We operationalize the constructs of our proposed approach with a limited set of treatments and dependent variables. Consequently, the primary construct validity threats are our choices of (1) configuration (string length for PD, mutation operators, sampling methods, etc.), (2) SUTs with integer inputs, (3) measures of uniqueness, clustering, and coverage/inspection of clusters. However, given the novelty of the approach, we argue it would be very difficult to analyze the overall results if we used more advanced or just more choices for these contextual factors. Future work is needed to understand performance implications better as these factors vary.

We use clustering as an attempt for summarising boundary candidates into a presentable subset for testers.

To a certain degree, the “relevance/importance of a boundary” is subjective. Hence an optimal or perfect summarisation is hardly attainable. It should also be mentioned that in a real-world situation, a single search run with sufficiently many boundary candidates should suffice to do both the clustering and summary extraction - which will be faster and simpler than running many times over and building an overall clustering model over the entire set of found candidates. However, the number of clusters found in each run was smaller than the total number for some SUTs, even for BCS, so the effect of execution time needs further study in the future.

We mitigate internal validity threats by doing pilot studies and testing our instrumentation. The screening studies helped us to identify feasible and consistent strategies for sampling candidates and clustering outputs instead of going for arbitrary choices. Encouraging was also that our method revealed a fault in our implementation of the BMI value function (Table 13)¹⁷ Regarding verifying the search procedure and system itself, we use automated unit tests in Julia to mitigate faults in our implementation (https://docs.julialang.org/en/v1/stdlib/Test/#Basic-Unit-Tests).

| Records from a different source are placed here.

PR #2031, opened 2024-02-01
Add "Sign in from other device" switch

mohitc1:
Adding "Sign in from other device" to MsalTestApp.

When toggled ON, it sends is_remote_login_allowed=true extra query parameter to /authorize call. When interactive brokered auth is started with login hint, this should show "Sign in from other device" option in the UI.

This would help us setup manual test case as well as debugging.


shahzaibj (approved):

testapps/testapp/src/main/java/com/microsoft/identity/client/testapp/AcquireTokenFragment.java
```diff
@@ -599,6 +602,7 @@ private RequestOptions getCurrentRequestOptions() {
         final String claims = mClaims.getText().toString();
         final boolean enablePII = mEnablePII.isChecked();
         final boolean forceRefresh = mForceRefresh.isChecked();
+        final boolean allowSignInFromOtherDevice = mAllowSignInFromOtherDevice.isChecked();
```
somalaya, line 605: just curious, do we really need this option? I mean, what is the harm in always having to pass the is_remote_login_allowed flag as true? It won't be exercised unless user clicks on the "sign in from another device" button in ests page right?

fadidurah: I don't think there's a way currently in msal test app UI to pass anything through withAuthorizationQueryStringParameters() in the AcquireTokenParameters object. I think having it as an option makes sense, because we may want to test without it, instead of always passing it in. We could also introduce a new  ui field to pass in custom extra query string parameters in general.

mohitc1: We should also test with not passing it, that's why. I should a UI test for that as well, I will update the other automation pr with it. "Sign in from other device" should not be there, if this flag is not passed.

somalaya (approved):

PR #2040, opened 2024-02-14
Give BrokerMsalController higher priority than LocalMsalController if available

iamgusain:
### What 
Giving BrokerMsalController higher priority than LocalMsalController if available. This means that if Broker is available, msal will first try to acquire token via broker before trying its localController

### Why
In order to push brokered auth as default when available. And reduce usage of regular RT, when PRT can be used which is bound to the device.

### How
Changing the order of controllers to put BrokerMsalController (if eligible) before LocalMsalController 

### Testing
Verified AcquireTokenSilent calls reach Broker first.

### DIFF
--- a/changelog
+++ b/changelog
@@ -2,6 +2,7 @@ MSAL Wiki : https://github.com/AzureAD/microsoft-authentication-library-for-andr
 
 vNext
 ----------
+[MINOR] Give BrokerMsalController higher priority than LocalMsalController if available (#2040)
 
 Version 5.1.0
 ----------
--- a/msal/src/main/java/com/microsoft/identity/client/internal/controllers/MSALControllerFactory.kt
+++ b/msal/src/main/java/com/microsoft/identity/client/internal/controllers/MSALControllerFactory.kt
@@ -89,16 +89,15 @@ class MSALControllerFactory(
     /**
      * Returns one or more controllers to address a given request.
      *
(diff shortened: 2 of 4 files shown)


rpdome:
What would happen in the following scenario
1. Sign in with MSAL only
2. Install Broker
3. try to get a token again

would the user be prompted?

mohitc1:
>      * 5) The broker redirect URI for the client is registered

This comment should be revised based on final logic in the method.

---
Refers to: msal/src/main/java/com/microsoft/identity/client/internal/controllers/MSALControllerFactory.kt:101 in 986bd62. [](commit_id = 986bd626f9a32e33217fb6915a76fc3c9700aabf, deletion_comment = False)

iamgusain:
> What would happen in the following scenario
> 
> 1. Sign in with MSAL only
> 2. Install Broker
> 3. try to get a token again
> 
> would the user be prompted?

Yes

iamgusain:
> What would happen in the following scenario
> 
> 1. Sign in with MSAL only
> 2. Install Broker
> 3. try to get a token again
> 
> would the user be prompted?

Silent requests will fallback to local controller so no prompt.
Interactive requests will anyway go to broker so users will be prompted.

fadidurah (approved):

somalaya (approved):

PR #2044, opened 2024-02-23
Removing Passkey feature flag

melissaahn:
### Summary
See https://github.com/AzureAD/microsoft-authentication-library-common-for-android/pull/2329.
Since MSAL is going to be flighted by the consumers, we'll remove the feature flag in general from MSAL.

Lastly, our results cannot be generalised beyond the scope of our experimental study, i.e., finding boundaries for unit-level SUTs that take integers as input. On the one hand, various aspects in AutoBVA indicate it might be generally applicable, such as the concept of the program derivative and its basis on string distances rather than type-specific distance function. However, more general test data generation algorithms, mutation operators, and distance functions will need to be experimented with to increase the external validity.